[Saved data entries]

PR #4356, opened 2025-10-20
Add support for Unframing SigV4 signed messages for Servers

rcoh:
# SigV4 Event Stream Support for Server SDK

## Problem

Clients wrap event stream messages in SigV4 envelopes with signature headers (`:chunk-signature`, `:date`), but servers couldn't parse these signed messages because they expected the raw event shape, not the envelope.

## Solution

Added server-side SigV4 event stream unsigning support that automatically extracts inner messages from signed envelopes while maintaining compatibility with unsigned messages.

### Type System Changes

## The task
Your output should be an exact copy of the lines from the one containing "Added server-side SigV4" through the last line of the data above.

## Answer to this task
Added server-side SigV4 event stream unsigning support that automatically extracts inner messages from signed envelopes while maintaining compatibility with unsigned messages.

### Type System Changes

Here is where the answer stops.